Хотя канистра, конечно, на втором месте: не зря же на выезде из города ставят знаки «следующая заправка через 70 км». И это ещё если никуда не сворачивать…

Ни одна деревня не похожа на другую. Встречались мне на пути и странные поселения на два жилых дома, хозяева которых оказывались немногословны и ничего не могли сказать не только только про мастеров-резчиков, но и о том, откуда и куда идёт эта дорога… Были и большие, чистые сёла, с отремонтированным куполом на храме, со скошенной всюду травой, аккуратными домиками (штук по двадцать-тридцать), с припаркованным у сарая ещё тёплым трактором… и при этом за час я там не встретил ни одной живой души: ни коровы, ни, даже, кошки…

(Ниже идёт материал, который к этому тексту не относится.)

PR #1171, opened 2018-03-08
Dataproc autogen bucket changes

danawillow:
This PR does two things:
1. Deprecates `delete_autogen_bucket`. This shouldn't really be an option- clusters in the same region all share the same autogenerated bucket, so if we delete it then it's unclear what would happen to other dataproc clusters in that region. There's not really much harm in keeping it around, since there's only one per region.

Километров за тридцать от последнего плохонького клочка асфальта, на дороге, ниткой, словно сквозь бусины, проходящей последовательно через шесть или семь деревень, в последней из них, где я рассчитывал развернуться (дальше граница области и, понятное дело, совсем непроходимый лес), вдруг обнаруживаю дымок над баней, гуляющих кур, и ухоженные грядки довольно большого огорода.

Останавливаюсь, осматриваюсь. Дом на небольшом возвышении. На месте крыльца и дальше ровно по границе участка — лежит остов дерева, метра полтора в диаметре. Лежит, судя по всему, давно: в обход ствола, слева, обустроена уже ещё одна дверь в дом.

Как раз в тот момент, когда я её разглядываю, дверь приоткрывается, но тут же захлопывается, причём быстрее, чем я успеваю что-либо заметить. Затем голоса, шаги, шаги и вот на пороге показывается бородатый мужик с всклокоченной засаленной шевелюрой, одетый в шерстяные носки и огромный выгоревший серый вязанный свитер вытянутый аж до колен.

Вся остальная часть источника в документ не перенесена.